At that time, the zloty was the weakest among thirty-one currencies of the developed markets, as well as of the emerging markets. It lost approximately 5% against the dollar. The zloty was worse than the Mexican peso, the South African rand and the Russian rouble.
What is the reason for significant sensitivity of zloty?
Of course, investors are aware of potential problems of the Polish economy in the case of Brexit. The market estimates them by currency exchange rate, as well as profitability of the Polish debt. This week, the difference between German and Polish ten-year treasury bonds increased to the highest level since September 2012. That was the period when the existence of the euro zone was endangered.
We may also assume that the current situation is disturbed by actions that are clearly speculative. However, their appearance very often equals the risks that are present in particular country, and not only in its surrounding. The rating downgrade by Standard & Poor's, the decrease in perspective by Moody's, unregulated matter of credits denominated in franc and a danger of exceeding 3% on the GDP of public finance sector, cause the speculative actions to be easier to conduct.

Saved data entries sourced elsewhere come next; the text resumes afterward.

PR #18372, opened 2024-07-16
Refs #10941 -- Reorganized querystring template tag docs.

nessita:
When reading the `querystring` template tag docs for the first time, I couldn't quite grasp how the template tag was expected to be used. Initially, it seemed that a querydict parameter was 1. required and 2. the only accepted param. After some local testing and re-read of the docs, I think some clarification could help future readers, which I'm proposing in this PR.

### DIFF
--- a/docs/ref/templates/builtins.txt
+++ b/docs/ref/templates/builtins.txt
@@ -959,66 +959,99 @@ output (as a string) inside a variable. This is useful if you want to use
 
 .. versionadded:: 5.1
 
-Outputs the query string from a given :class:`~django.http.QueryDict` instance,
-if provided, or ``request.GET`` if not and the
-``django.template.context_processors.request`` context processor is enabled.
-If the ``QueryDict`` is empty, then the output will be an empty string.
-Otherwise, the query string will be returned with a leading ``"?"``.
+Outputs a URL-encoded formatted query string based on the provided parameters.
 
-If not using the ``django.template.context_processors.request`` context
-processor, you must pass either the ``request`` into the template context or a
-``QueryDict`` instance into this tag.
+This tag requires a :class:`~django.http.QueryDict` instance, which defaults to
+:attr:`request.GET <django.http.HttpRequest.GET>` if none is provided.
 
-The following example outputs the current query string verbatim. So if the
-query string is ``?color=green&size=M``, the output would be
-``?color=green&size=M``:
+If the :class:`~django.http.QueryDict` is empty and no additional parameters
+are provided, an empty string is returned. A non-empty result includes a
+leading ``"?"``.
+
+.. admonition:: Using ``request.GET`` as default
+
+    To use ``request.GET`` as the default ``QueryDict`` instance, the
+    ``django.template.context_processors.request`` context processor should be
+    enabled. If it's not enabled, you must either explicitly pass the
+    ``request`` object into the template context, or provide a ``QueryDict``
+    instance to this tag.
+
+Basic usage
+~~~~~~~~~~~
 
 .. code-block:: html+django
 
     {% querystring %}
 
-You can also pass in a custom ``QueryDict`` that will be used instead of
-``request.GET``:
+Outputs the current query string verbatim. So if the query string is
+``?color=green``, the output would be ``?color=green``.
+
+.. code-block:: html+django
+
+    {% querystring size="M" %}
+
+Outputs the current query string with the addition of the ``size`` parameter.
+Following the previous example, the output would be ``?color=green&size=M``.
+
+Custom QueryDict
+~~~~~~~~~~~~~~~~
 
 .. code-block:: html+django
 
     {% querystring my_query_dict %}
 
-Each keyword argument will be added to the query string, replacing any existing
-value for that key. With the query string ``?color=blue``, the following would
-result in ``?color=red&size=S``:
+You can provide a custom ``QueryDict`` to be used instead of ``request.GET``.
+So if ``my_query_dict`` is ``<QueryDict: {'color': ['blue']}>``, this outputs
+``?color=blue``.
+
+Setting items
+~~~~~~~~~~~~~
 
 .. code-block:: html+django
 
     {% querystring color="red" size="S" %}
 
-It is possible to remove parameters by passing ``None`` as a value. With the
-query string ``?color=blue&size=M``, the following would result in ``?size=M``:
+Adds or modifies parameters in the query string. Each keyword argument will be
+added to the query string, replacing any existing value for that key. For
+instance, if the current query string is ``?color=green``, the output will be
+``?color=red&size=S``.
+
+Removing items
+~~~~~~~~~~~~~~
 
 .. code-block:: html+django
 
     {% querystring color=None %}
 
-If the given parameter is a list, the value will remain as a list. For example,
-if ``my_list`` is set to ``["red", "blue"]``, the following would result in
-``?color=red&color=blue``:
+Passing ``None`` as the value removes the parameter from the query string. For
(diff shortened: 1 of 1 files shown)


nessita:
Proposed:

image

knyghty (approved):
I think this reads better than what I wrote, and the sectioning is nice.

docs/ref/templates/builtins.txt
```diff
@@ -959,66 +959,100 @@ output (as a string) inside a variable. This is useful if you want to use
...
 .. code-block:: html+django
 
     {% querystring my_query_dict %}
 
-Each keyword argument will be added to the query string, replacing any existing
-value for that key. With the query string ``?color=blue``, the following would
-result in ``?color=red&size=S``:
+You can provide a custom ``QueryDict`` to be used instead of ``request.GET``.
+So if ``my_query_dict`` is ``<QueryDict: {'color': ['green']}>``, this outputs
+``?color=green``.
```
sarahboyce, line 1006:
```suggestion
So if ``my_query_dict`` is ``<QueryDict: {'color': ['blue']}>``, this outputs
``?color=blue``.
```
I think given the previous examples say green is in the default QueryDict, it might be nice to update the color.

Also this used to say
> Each keyword argument will be added to the query string, replacing any existing
value for that key.

Perhaps we want to keep that sentence and update the example to something like `<QueryDict: {'color': ['blue'], 'fabric': ['silk']}>`

docs/ref/templates/builtins.txt
```diff
@@ -959,66 +959,100 @@ output (as a string) inside a variable. This is useful if you want to use
...
+~~~~~~~~~~~~~~
 
 .. code-block:: html+django
 
     {% querystring color=my_list %}
 
+If ``my_list`` is ``["red", "blue"]``, the output will be
+``?color=red&color=blue``, preserving the list structure in the query string.
+Please note that if the current query string already defines the ``color``
+parameter, this will overwrite it with the given values.
```
sarahboyce, line 1039:
```suggestion
If  ``my_list`` is ``["red", "blue"]`` and the current query string is
``?color=green``, the output will be ``?color=red&color=blue``.
```
I don't think we have to emphasise the overwrite given the previous sections but we can highlight it in the example.
I found "preserving the list structure in the query string" distracting, I initially thought you meant that it preserves the order of the list

docs/ref/templates/builtins.txt
```diff
@@ -959,66 +959,100 @@ output (as a string) inside a variable. This is useful if you want to use
...
-If the ``QueryDict`` is empty, then the output will be an empty string.
-Otherwise, the query string will be returned with a leading ``"?"``.
+Outputs a URL-encoded formatted query string based on the provided parameters.
 
-If not using the ``django.template.context_processors.request`` context
-processor, you must pass either the ``request`` into the template context or a
-``QueryDict`` instance into this tag.
+This tag requires a :class:`~django.http.QueryDict` instance, which defaults to
+:attr:`request.GET <django.http.HttpRequest.GET>` if none is provided, to
+generate the resulting query string from the passed key-value pairs.
```
sarahboyce, line 966:
```suggestion
:attr:`request.GET <django.http.HttpRequest.GET>` if none is provided.
```
I think less is more here as we don't have to pass in key-value pairs explicitly and I think this could be confusing

docs/ref/templates/builtins.txt
```diff
@@ -959,66 +959,100 @@ output (as a string) inside a variable. This is useful if you want to use
...
 
-The following example outputs the current query string verbatim. So if the
-query string is ``?color=green&size=M``, the output would be
-``?color=green&size=M``:
+If the :class:`~django.http.QueryDict` is empty and no additional parameters
+are provided, an empty string is returned. A non-empty result includes a
+leading ``"?"``.
+
+.. admonition:: Using ``request.GET`` as default
```
sarahboyce, line 972: Wondering if we should put this at the very bottom of the querystring docs given `django.template.context_processors.request` is included in the default template context processors and this is probably a niche issue. But not sure 🤔

sarahboyce (commented):
Thank you @nessita ⭐ I like the sectioning, I have some minor comments/suggestions

docs/ref/templates/builtins.txt
nessita: Agreed, removing!

docs/ref/templates/builtins.txt
nessita: I would leave it here because readers may not scroll to the end if they find their "example" or answer early enough.

docs/ref/templates/builtins.txt
nessita: I love your proposal of using a different color here (`blue`). I have made that modification, thank you for the suggestion.

Regarding the "keywork argument" comment, I think it's more appropriate in the following subsection (`Setting items`), and I have moved it there. Perhaps I should add a second example in that subsection updating a given `QueryDict`? :thinking:

docs/ref/templates/builtins.txt
nessita: Fair point! I wanted to highlight that the existing color wasn't going to be included in the resulted list, because initially that was my (incorrect) expectation. But I'm happy to remove :100:

docs/ref/templates/builtins.txt
```diff
@@ -959,66 +959,100 @@ output (as a string) inside a variable. This is useful if you want to use
...
+~~~~~~~~~~~~~
+
 A common example of using this tag is to preserve the current query string when
 displaying a page of results, while adding a link to the next and previous
-pages of results. For example, if the paginator is currently on page 3, and
-the current query string is ``?color=blue&size=M&page=3``, the following code
-would output ``?color=blue&size=M&page=4``:
+pages. For example, if the paginator is currently on page 3, and the current
+query string is ``?color=blue&size=M&page=3``, the following code would output
+``?color=blue&size=M&page=4``:
```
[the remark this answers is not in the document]
nessita: I agree, restored!

docs/ref/templates/builtins.txt
sarahboyce: > Each keyword argument will be added to the query string, replacing any existing
value for that key.

If the current query string (from `request.GET`) was `?color=green` and the passed in query dict is `<QueryDict: {'size': ['M']}>` is the output `?color=green&size=M` or `?size=M` I wonder 🤔

nessita: Is the latter, confirmed by looking at the implementation and IRL testing.

Then there is also this corner case which does not against the docs but I think it's a bit unexpected:

* query string from request is `?color=green`
* an explicit QueryDict is passed that is empty (but not None)
* `{% querystring empty_qs %}` will result in the empty string
* `{% querystring empty_qs something="foo" %}` will result in `?something=foo`

As mentioned, I think this aligns with the docs ("defaults to `request.GET` if none is provided.") but unsure if we should do something else about this case.

docs/ref/templates/builtins.txt
```diff
@@ -959,66 +959,100 @@ output (as a string) inside a variable. This is useful if you want to use
...
 
     {% querystring my_query_dict %}
 
-Each keyword argument will be added to the query string, replacing any existing
-value for that key. With the query string ``?color=blue``, the following would
-result in ``?color=red&size=S``:
+You can provide a custom ``QueryDict`` to be used instead of ``request.GET``.
+So if ``my_query_dict`` is ``<QueryDict: {'color': ['blue']}>``, this outputs
+``?color=blue``.
+
```
sarahboyce, line 1006:
```suggestion
```

sarahboyce (approved):
Thank you ⭐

Thus, it is not surprising that the banks such as HSBC, Rabobank and Morgan Stanley, expect an increase in the EUR/PLN rate to approximately 4.60 PLN in the case of Brexit. It is also worth noting that the move on the franc, as well as on the dollar may increase. This is because it is a common attitude that investors claim that the Swiss, as well as the American currency, will both strengthen against the euro in the case of Brexit. Combination of both of these moves may cause the exchange rates of the franc, as well as of the dollar, will be approximately 4.40 PLN and 4.30, respectively, on Friday morning.
For how long will zloty remain weak?
Another element of uncertainty is the time range of the zloty's wear-off. Will the effect be rather temporary, and after the first weeks of panic sale the euro will cost 4.20-4.30 again, and the franc returns below 4.00? Or will the wear-off increase?
Of course, much will depend on how will the sector of the real economy in Poland, as well as abroad, refer to the market nervousness. If due to uncertainty of the future fate of the EU entrepreneurs will withhold their investments, and due to fear of the crisis consumers limit their expenses significantly, exchange rate of the zloty will continue to be low for months.
According to the American Morgan Stanley investment bank (MS), in the case of Brexit the euro would be within the range of 4.60-4.65 at the end of the year. Moreover, the MS economists claim in their report from June 16th that the EUR/USD, as well as the EUR/CHF will decrease to 1.00-1.05 and 1.02-1.05, respectively, at that time. When calculating exchange rate of the franc, as well as the dollar against the zloty based on the above estimations, we receive 4.38-4.56 for the Swiss currency, and 4.38-4.65 for the American currency.
Even though the above estimations can be currently interpreted as quite pessimistic, it is worth noticing that approximately 15% changes in the currencies within six months were nothing unusual in the past years. Moreover, as it appears in the past few days, the zloty is basically a hostage of the Brexit anxieties. Thus, if the United Kingdom leaves the EU, the Polish currency will probably be under large pressure of sellers. Therefore, the Morgan Stanley scenario has a big chance to become valid.